LES BAS-FONDS – Jean Renoir (1936) avec Jean Gabin, Louis Jouvet, Suzy Prim, Jany Holt, Junie Astor, Vladimir Sokoloff, Robert Le Vigan

Pourtant, Les Bas-fonds, comme d’autres, est marqué par l’engagement du réalisateur dans les idées à venir du Front Populaire et on peut pouvoir se fatiguer ici de cette ritournelle sans remettre en question la qualité de l’écriture, et surtout de l’interprétation magistrale de Jean Gabin, et d’un Louis Jouvet étonnamment sobre en aristocrate fauché (leur scène dans l’herbe au bord du canal est superbe). Reste que cette histoire d’amour difficile n’est pas toujours passionnante et qu’il manque parfois un petit quelque chose pour réellement capter l’attention du spectateur.
Peut-être la fidélité de l’adaptation est-elle un problème, en ce qu’elle replace les personnages dans un contexte français mais avec des particularités … russes (la monnaie, les noms des personnages).
Sous une apparente légèreté, l’histoire se révèle beaucoup plus sombre, dans les descriptions des personnages secondaires notamment (formidable Vladimir Sokoloff), et dans quelques séquences inoubliables (la mort de « pensionnaires » dans la banalité complète, le passage à tabac de Natacha).  [L’âge d’or du cinéma français]
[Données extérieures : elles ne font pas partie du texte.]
PR #1858, opened 2023-01-03
[ui] Checkbox to enable/disable 8-bit viewer

mugulmd:
## Description

This PR introduces a new checkbox to enable/disable the 8-bit viewer: 

checkbox_8bit_viewer

The default value of this checkbox can be changed with the `MESHROOM_USE_8BIT_VIEWER` environment variable.

### DIFF
--- a/meshroom/ui/qml/Viewer/Viewer2D.qml
+++ b/meshroom/ui/qml/Viewer/Viewer2D.qml
@@ -26,7 +26,7 @@ FocusScope {
 
     property var activeNodeFisheye: _reconstruction ? _reconstruction.activeNodes.get("PanoramaInit").node : null
     property bool cropFisheye : activeNodeFisheye ? activeNodeFisheye.attribute("useFisheye").value : false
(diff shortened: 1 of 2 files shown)


cbentejac (commented):
Looks good to me, I couldn't find a case that was not already handled. :)

I simply have a comment: since there is now an explicit mention of the 8-bit viewer for all the users, wouldn't it be appropriate to add somewhere that the 8-bit viewer is what you revert to when the HDR viewer is disabled? Maybe in the tooltip of `enable8bitViewerAction`?

fabiencastan (approved):

mugulmd:
> Looks good to me, I couldn't find a case that was not already handled. :)
> 
> I simply have a comment: since there is now an explicit mention of the 8-bit viewer for all the users, wouldn't it be appropriate to add somewhere that the 8-bit viewer is what you revert to when the HDR viewer is disabled? Maybe in the tooltip of `enable8bitViewerAction`?

PR #1860, opened 2023-01-05
[ui] ImageGallery: fix the DB path in the "Edit Sensor Database" dialog

cbentejac:
## Description

When opening the dialog to edit the sensor database, the displayed path of the database was not resolved. Instead, the environment variable that contains it was displayed:

This PR displays the resolved path to the sensor database instead. As a direct consequence, the "Copy Path" button does indeed copy the absolute path to the sensor database (rather than the environment variable itself), and the "Open in External Editor" button can be used again to open the database in the set editor.

### DIFF
--- a/meshroom/ui/qml/ImageGallery/ImageGallery.qml
+++ b/meshroom/ui/qml/ImageGallery/ImageGallery.qml
@@ -143,7 +143,7 @@ Panel {
 
     SensorDBDialog {
         id: sensorDBDialog
-        sensorDatabase: cameraInit ? Filepath.stringToUrl(cameraInit.attribute("sensorDatabase").value) : ""
+        sensorDatabase: cameraInit ? Filepath.stringToUrl(cameraInit.attribute("sensorDatabase").evalValue) : ""
         readOnly: _reconstruction ? _reconstruction.computing : false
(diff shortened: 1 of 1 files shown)


mugulmd (approved):
Changes are working fine, however the "Open in external editor" button did not work, but this is does not seem to be related to this PR.

cbentejac:
> Changes are working fine, however the "Open in external editor" button did not work, but this is does not seem to be related to this PR.

If the "Open in External Editor" fails with error 31, it is because there is no application associated with the sensor database file type, and in that case it is expected (you should get a similar message if you were to try opening it directly in your file explorer). If the error is not an error 31, then it is not normal :)

mugulmd:
> > Changes are working fine, however the "Open in external editor" button did not work, but this is does not seem to be related to this PR.
> 
> If the "Open in External Editor" fails with error 31, it is because there is no application associated with the sensor database file type, and in that case it is expected (you should get a similar message if you were to try opening it directly in your file explorer). If the error is not an error 31, then it is not normal :)

It was an error 31 indeed, thanks :)

Garoli (approved):
This is working perfectly now ! :+1:

fabiencastan (approved):

PR #1861, opened 2023-01-05
[ui] Thumbnail cache

mugulmd:
## Description

This PR introduces a new caching mechanism for thumbnails to improve interactivity when navigating in the Image Gallery.

This cache associates to each image a unique thumbnail, which is stored on disk for later reuse.

### Cache directory

The storing location is global (i.e not specific to a Meshroom scene).
The default location can be overriden with the `MESHROOM_THUMBNAIL_DIR` environment variable.

The thumbnails dimensions cannot exceed 256x256, and are stored on disk in JPEG format.
On the tested dataset, their size vary between 6 and 11 Ko (per thumbnail).

### Automatic cleaning process

When launching the application, the cache directory is scanned and all thumbnails that haven't been used for more than a certain time limit are removed. This process also makes sure that the number of thumbnails on disk does not exceed a certain limit.

The default time limit is 90 days, and can be overriden with the `MESHROOM_THUMBNAIL_TIME_LIMIT` environment variable.

The default maximum number of thumbnails on disk is 100000, and can be overriden with the `MESHROOM_MAX_THUMBNAILS_ON_DISK` environment variable.

### Asynchronous thumbnail creation

Since thumbnail creation can be quite long on large image datasets it is performed asynchronously (using 3 worker threads) to avoid blocking the UI.
A loading circle is displayed during the thumbnail creation process to let the user know that computations are undergoing.

When a thumbnail is created, a signal is sent to the Image Gallery, and the grid view is in charge of dispatching it to the corresponding Image Delegate.

#### Details on thumbnail creation requests

Thumbnail creation requests are stored in a LIFO (last-in-first-out) structure: this way, when scrolling through the image gallery, the items that the user is currently viewing have priority in the calculations.

Also, to avoid situations in which thumbnails are never retrieved, a timer is used to re-send some requests every 2 seconds if needed.

Finally, all requests are cleared when the viewpoints change. This way, when changing the scene, if thumbnail calculations of the previous scene are not finished (which can happen if the image dataset is quite large), they won't slow done calculations of the current scene.

## Tests

Tested on Windows and Linux, using images with different formats (JPEG, EXR, RAW), aspect ratio and Exif orientation tags.

Tested varying the storage time limit and maximum number of thumbnails on disk.

Tested with existing and non-existing thumbnail directory (in the second case, the directory is created recursively).

Stress tested on a 12000 high resolution images dataset and compared to current develop branch to check that fluidity has improved.

### DIFF
--- a/meshroom/ui/components/thumbnail.py
+++ b/meshroom/ui/components/thumbnail.py
@@ -102,6 +102,11 @@ class ThumbnailCache(QObject):
         Scan the thumbnail directory and
         remove all thumbnails that have not been used for more than storageTimeLimit days.
         """
+        # Check if thumbnail directory exists
+        if not os.path.exists(ThumbnailCache.thumbnailDir):
+            logging.debug('[ThumbnailCache] Thumbnail directory does not exist yet.')
+            return
+
         # Get current time
         now = time.time()
 
--- a/meshroom/ui/components/thumbnail.py
+++ b/meshroom/ui/components/thumbnail.py
@@ -10,6 +10,7 @@ import hashlib
 import time
 import logging
 from threading import Thread
+from multiprocessing.pool import ThreadPool
 
 
 class ThumbnailCache(QObject):
@@ -57,10 +58,9 @@ class ThumbnailCache(QObject):
     thumbnailCreated = Signal(QUrl, int)
 
     # Threads info and LIFO structure for running clean and createThumbnail asynchronously
-    maxWorkerThreads = 3
-    activeWorkerThreads = 0
     requests = []
     cleaningThread = None
+    workerThreads = ThreadPool(processes=3)
 
     @staticmethod
     def initialize():
@@ -211,11 +211,9 @@ class ThumbnailCache(QObject):
             return source
 
         # Thumbnail does not exist
-        # Create request and start a thread if needed
+        # Create request and submit to worker threads
         ThumbnailCache.requests.append((imgSource, callerID))
-        if ThumbnailCache.activeWorkerThreads < ThumbnailCache.maxWorkerThreads:
-            thread = Thread(target=self.handleRequestsAsync)
-            thread.start()
+        ThumbnailCache.workerThreads.apply_async(func=self.handleRequestsAsync)
 
         return None
 
@@ -264,15 +262,9 @@ class ThumbnailCache(QObject):
     def handleRequestsAsync(self):
         """Process thumbnail creation requests in LIFO order.
 
-        This method is only meant to be called by worker threads,
-        hence it also takes care of registering/unregistering the calling thread.
-
         Note: this operation waits for the cleaning process to finish before starting,
         in order to avoid synchronization issues.
         """
-        # Register worker thread
-        ThumbnailCache.activeWorkerThreads += 1
-
         # Wait for cleaning thread to finish
         if ThumbnailCache.cleaningThread is not None and ThumbnailCache.cleaningThread.is_alive():
             ThumbnailCache.cleaningThread.join()
@@ -284,8 +276,7 @@ class ThumbnailCache(QObject):
                 self.createThumbnail(req[0], req[1])
         except IndexError:
             # No more request to process
-            # Unregister worker thread
-            ThumbnailCache.activeWorkerThreads -= 1
+            return
 
     @Slot()
     def clearRequests(self):
--- a/meshroom/ui/components/thumbnail.py
+++ b/meshroom/ui/components/thumbnail.py
@@ -200,7 +200,10 @@ class ThumbnailCache(QObject):
         # Remove all thumbnails marked as removable
         for path in toRemove:
             logging.debug(f'[ThumbnailCache] Remove {path}')
-            os.remove(path)
+            try:
+                os.remove(path)
+            except FileNotFoundError:
+                logging.error(f'[ThumbnailCache] Tried to remove {path} but this file does not exist')
 
         # Check if number of thumbnails on disk exceeds limit
         if len(remaining) > ThumbnailCache.maxThumbnailsOnDisk:
@@ -212,4 +215,7 @@ class ThumbnailCache(QObject):
             for i in range(nbToRemove):
                 path = remaining[i][0]
                 logging.debug(f'[ThumbnailCache] Remove {path}')
-                os.remove(path)
+                try:
+                    os.remove(path)
+                except FileNotFoundError:
+                    logging.error(f'[ThumbnailCache] Tried to remove {path} but this file does not exist')
--- a/meshroom/ui/components/thumbnail.py
+++ b/meshroom/ui/components/thumbnail.py
@@ -26,6 +26,7 @@ class ThumbnailCache(QObject):
     i.e. scanning this directory and removing thumbnails that have not been used for too long.
     This operation also ensures that the number of thumbnails on disk does not exceed a certain limit, 
     by removing thumbnails if necessary (from least recently used to most recently used).
+    Since this operation is done at application startup, it is also performed asynchronously.
 
     The default time limit is 90 days, 
     and can be overriden with the MESHROOM_THUMBNAIL_TIME_LIMIT environment variable.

L’action des Bas-fonds se situe à la fois dans la Russie des tsars et la France du Front populaire. Renoir n’a pas cherché à tricher. Seuls les noms, les costumes et quelques anecdotes de scénario rappellent le pays de Gorki. Le « réalisme extérieur» ne compte pas. L’auteur du Crime de monsieur Lange parle de la France en 1936.
Réalisé au cœur du premier été (tourmenté) du Front Populaire, Les basfonds reprennent le flambeau du Crime de monsieur Lange et constituent le second acte de cette écriture de l’Histoire « au présent» citaient par Marc Ferro et Jacques Rivette.

Photo de fin tournage des LES BAS-FONDS de Jean Renoir (1936)

Contredisant le simplisme de La Vie est à nous, l’auteur de La Chienne analyse avec finesse le réseau serré des rapports d’exploitation et les mécanismes de la servitude. Véritable microcosme, leur sordide âpreté en plus, les « bas-fonds» reproduisent l’organisation du système social tout entier. Dans ce contexte, l’assassinat de Kostilev, le logeur, prend figure de conduite exemplaire. Une nouvelle fois, Renoir inscrit l’évolution historique et politique dans le procès même de sa mise en scène. Cette fois, le meurtre n’est plus accompli par un homme seul. La caméra se perd dans la foule. Le collectif accompagne le justicier dans son geste. Fait significatif encore, Pepel sera libéré. Il partira sur les routes au bras de sa maîtresse, narguant doucement les représentants de l’ordre.

Au terme d’une impossible adaptation, Renoir se tire merveilleusement d’une épreuve difficile. Fenêtres, lumière, verdure, tout ce matériel poétique autant que symbolique est utilisé avec un indiscutable brillo. Jouvet,-c’est une performance, fait ici beaucoup plus que son habituel numéro d’acteur. Quant à Gabin, il se confirme déjà comme l’un des plus grands comédiens de sa génération – titre que Renoir lui reconnaîtra toujours et lui fera de nouveau mériter dans French cancan.